PR #1829, opened 2026-09-02
Make BatchGenerator.stats a window over monotonic counters

michalk8:
Supersedes #1645 (@th4ruka).

`stats()` divided by `prompt_time` unguarded, so an empty window raised ZeroDivisionError, and it reset the generator's counters on entry, so a second window stole the first one's work. Counters are now monotonic and `stats()` diffs entry against exit. Types move to `mlx_lm/generate_utils.py`, still exported from `mlx_lm.generate`.

Breaking: `stats()` drops its accumulator argument, and `prompt_tps`, `generation_tps` and `generation_time` become read-only properties. Can keep them assignable if you prefer.

Previously part of the #1722

### DIFF
--- a/mlx_lm/generate_utils.py
+++ b/mlx_lm/generate_utils.py
@@ -5,7 +5,7 @@ from dataclasses import dataclass, field
 
 import mlx.core as mx
 
-__all__ = ["BatchCounters", "BatchReading", "BatchStats"]
+__all__ = ["BatchCounters", "BatchCountersSnapshot", "BatchStats"]
 
 
 def _peak_memory_gb() -> float:
@@ -54,7 +54,7 @@ class BatchCounters:
 
 
 @dataclass(kw_only=True, repr=True)
-class BatchReading(BatchCounters):
+class BatchCountersSnapshot(BatchCounters):
     """
     A generator's counters at a moment in time.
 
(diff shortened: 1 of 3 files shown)


mlx_lm/generate_utils.py
```diff
@@ -0,0 +1,129 @@
...
+        measured_at (float): When the reading was taken. Defaults to now.
+        peak_memory (float): The process-wide peak memory in GB as of this
+            reading.
+    """
+
+    measured_at: float = field(default_factory=time.perf_counter)
+    peak_memory: float = field(default_factory=_peak_memory_gb)
+
+    @staticmethod
+    def between(start: "BatchReading", end: "BatchReading") -> "BatchStats":
```
zcbenz: Should this be
```suggestion
    def between(start: BatchReading, end: BatchReading) -> BatchStats:
```

mlx_lm/generate_utils.py
```diff
@@ -0,0 +1,129 @@
...
+        """The tokens-per-second of the decode step, excluding caller-side work."""
+        return (
+            0.0
+            if self.decode_time <= 0.0
+            else (self.generation_tokens / self.decode_time)
+        )
+
+
+@dataclass(kw_only=True, repr=True)
+class BatchReading(BatchCounters):
```
zcbenz: I'm not fond of the name, it reads like the data of a batch. Maybe using a name explicit like `BatchCountersSnapshot`?

mlx_lm/generate_utils.py
michalk8: `BatchStats` is defined later, so it has to be "BatchStats"
and `BatchReading` is the same class (typing.Self is not really applicable here, because it's static), so it has the same issue.

mlx_lm/generate_utils.py
michalk8: Rename to `BatchCountersSnapshot`.

zcbenz (approved):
========================
> _What this task involves_: Could you return the lines in the entries above that contain "dataclass"?

> _Task answer_:
@@ -5,7 +5,7 @@ from dataclasses import dataclass, field
 @dataclass(kw_only=True, repr=True)
+@dataclass(kw_only=True, repr=True)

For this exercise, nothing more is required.